“I did the research”: A must-read column about QAnon and its believers

Eagerly, I clicked on Charlie Warzel’s New York Times column today, “Is QAnon the Most Dangerous Conspiracy Theory of the 21st Century? ‘It’s a collaborative fiction built on wild speculation that hardens into reality.'”

Immediately I was drawn in, because my knowledge about QAnon is hazy, and I certainly don’t understand its influence or the people who are hooked into it. Or why they’re hooked into it. The whole business of belief in conspiracy nonsense bewilders me. And this is the best piece I’ve read about the whole disturbing thing.

In his column, Warzel asks incisive questions of…

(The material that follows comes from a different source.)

PR #1978, opened 2025-09-11
perf(srs): embed g2PowerOf2 srs file into binaries

samlaf:
This is both of a perf and a simplification. My goal is to make our KZG config loading easier to understand.

The power of 2 points are currently loaded dynamically one at a time from a 1.8KiB file whenver needed. This doesn't make sense, and its a lot more hassle, and the powerOf2 file needs to be carried around. 1.8KiB is nothing, so better to just embed in all binaries that need it and call it a day. Multiframe verification will also run faster thanks to this.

Adrian Hon, the chief executive of the gaming company Six to Start and a designer of alternate reality games or ARGs. Unlike video games, alternate reality games aren’t played on a console — they use the world as their storytelling platform. There’s no one particular medium. The story takes place in real time and seems to exist in the world. So game designers hide clues and puzzles in websites, apps and even newspaper advertisements. It’s a bit like a networked treasure hunt that turns the world around you into a game.

Well, I’ve certainly missed out on that treasure hunt. But then I’ve never played a video game and knew nothing about alternate reality games. It seems that they grab people’s attention so powerfully, they in effect brainwash anyone who follows them.

This is a semi-rebuke of something I’ve written in How I Learned The Facts of Life, in which I ask the question, “Can you be brainwashed by opinions?” Then I answer it:

Of course not. Are you nuts even to ask?

Oh, sorry. You didn’t ask. I asked on your behalf. And there is an impetus: I’ve been picking up on a general fear that written articles and oral opinions can sneak into our brains and alter the way we think. (And vote.)

The fear is understandable, even if irrational. We’ve been experiencing attacks of propaganda, dark money political attacks, fake news, hacking, hack dumps and even wholly invented political attack campaigns and rallies, and we worry that some of the fakes have influenced the way many people think.

Sure, most of us have faced a friend or relative whose obsessive devotion to fake news sites has been alarming and distressing. But how many of those people actually believe all this stuff is true? And how many of them altered their world views (and votes) because of it?

I think it was their heretofore inchoate beliefs that drew them to follow false news as a way of having their own rages and prejudices articulated and validated.
If they’ve been brainwashed, it was a do-it-yourself project.

I’m trying really hard not to come to the conclusion that people can be brainwashed by games. But now I’m not so sure. Here are a few excerpts from the column with my bolding of what I think are key points:

…almost everyone who discovers QAnon uses a phrase like, “I did my research.” I kept hearing that and I couldn’t get it out of my head. This research is, basically, typing things into Google but when they do, they go down the rabbit hole. They open a fascinating fantasy world of secret wars and cabals and Hillary Clinton controlling things…

So these people believe they know things — the “truth” — that we don’t. And the way they “know” it is because they’ve “done the research” which we haven’t done. They’re smarter than us; they “did the research.”

Many people feel alienated and left behind by the world. There’s something about QAnon like ARGs that reward and involve people for being who they are. They create a community that lets people show off their “research” skills…

These QAnon followers are led not to trust facts, or to trust the media where actual facts are obtained because the facts are too complex for them to consider. They feel left out. And QAnon let’s them in. I guess they feel sort of like they pledged a secret society and were accepted.

…if you look at the roots of why people are drawn to conspiratorial thinking, it’s because people have reason to believe there is a conspiracy behind how the world works. They feel lost. That lots of information is hidden from them or that important decisions have been made in ways they don’t understand. They’ll prefer to believe something from a forum that caters toward their biases and is easier to read and consume than news coverage or from reading a dull 1,000 page pdf from a government website explaining complex policy decisions.

The first couple of sentences up there are a pretty good definition of paranoia, a psychopathology.

Warzel: …because so many people have access to unbelievable amounts of information online, there’s an expectation that all information ought to be discoverable, if you just search hard enough?

Exactly. A lot of it is about a lack of trust. But also a lack of comfort with ambiguity. In reality, the answer to most hard questions is, ‘It’s complicated.’ But people want definitive answers. Many of these theories provide that feeling for people. When really everyone needs to be a bit more comfortable with ambiguity.

I semi-disagree here. It isn’t a lack of comfort with “ambiguity.” It’s an incapacity or intellectual laziness at absorbing real life complexity.

So now I have to revive the question “Can people be brainwashed?” I really, really do not like the logical answer.